Chris Wallace (Cloudera)
17:2518:05 Wednesday, 1 May 2019
Data Science, Machine Learning & AI
Location: Capital Suite 14
Secondary topics:  Security and Privacy
Average rating: *****
(5.00, 4 ratings)

Who is this presentation for?

  • Data scientists, machine learning engineers, data engineers, and those in healthcare and governance



Prerequisite knowledge

  • A basic understanding of machine learning

What you'll learn

  • Explore federated learning, which allows you to learn from data collected on lots of devices without moving the data itself off the device


Federated learning is distributed machine learning across edge devices with a number of twists that make it both challenging and broadly applicable. Training happens on the same devices that generate the data. Those edge users are often concerned about privacy and are thus unwilling to share their training data. And even when they’re willing to share the data, communication is unreliable and slow, so it may not be practical.

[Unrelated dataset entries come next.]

PR #4646, opened 2018-03-07
Navi - bringing custom push notifications to kazoo

bpar476:
Navi is a new Kazoo application that allows for custom push notifications to be sent to arbitrary users and devices that are interested in events within Kazoo. Navi can push notifications to iOS and Android devices using FCM and APNS.

Navi has a kapi module which can be used to push notifications, or navi_listener can be modified to respond to already existing kazoo events.

For more detail, refer to the Navi README.


lazedo:
@bpar476 what does this differ from the `pusher` app ?

kalda341:
@lazedo Pusher is entirely focused on push notifications on failover of calls to a device. Navi is meant to be far more general, and designed to handle user focused notifications for other alerts such as when a voicemail is received.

Chris Wallace offers a demonstration of a working prototype example of federated learning applied to a predictive maintenance problem. In this demo, customers aren’t willing to share the details of how their components failed with the manufacturer but want the manufacturer to provide them with a strategy to maintain the part. Chris shows how the prototype satisfies the customer’s privacy concerns while providing them with a model that leads to fewer costly failures and less maintenance downtime.

Along the way, Chris explores other examples, such as predictive text on cell phones, a person’s engagement with their own photos, machine learning in the browser applied to corporate text archives such as a team Slack or Google Drive, and machine learning on low-powered field devices in energy, agriculture, and logistics. The principles of data minimization established by the GDPR and the prevalence of smart sensors makes these use cases more common and the advantages of federated learning more compelling.

Join in to get an introduction to the algorithmic and production techniques of federated learning and the privacy-preserving, fault-tolerant product opportunities they offer.

Chris Wallace


Chris Wallace is a data scientist at Cloudera Fast Forward Labs, where he works on making breakthroughs in machine intelligence accessible and applicable in the “real world.” He has previous experience doing data science in organizations both large (the UK NHS) and small (as the first employee at a tech startup). Chris likes building data products and cares deeply about making technology work for people, not vice versa. He holds a PhD in particle physics from the University of Durham.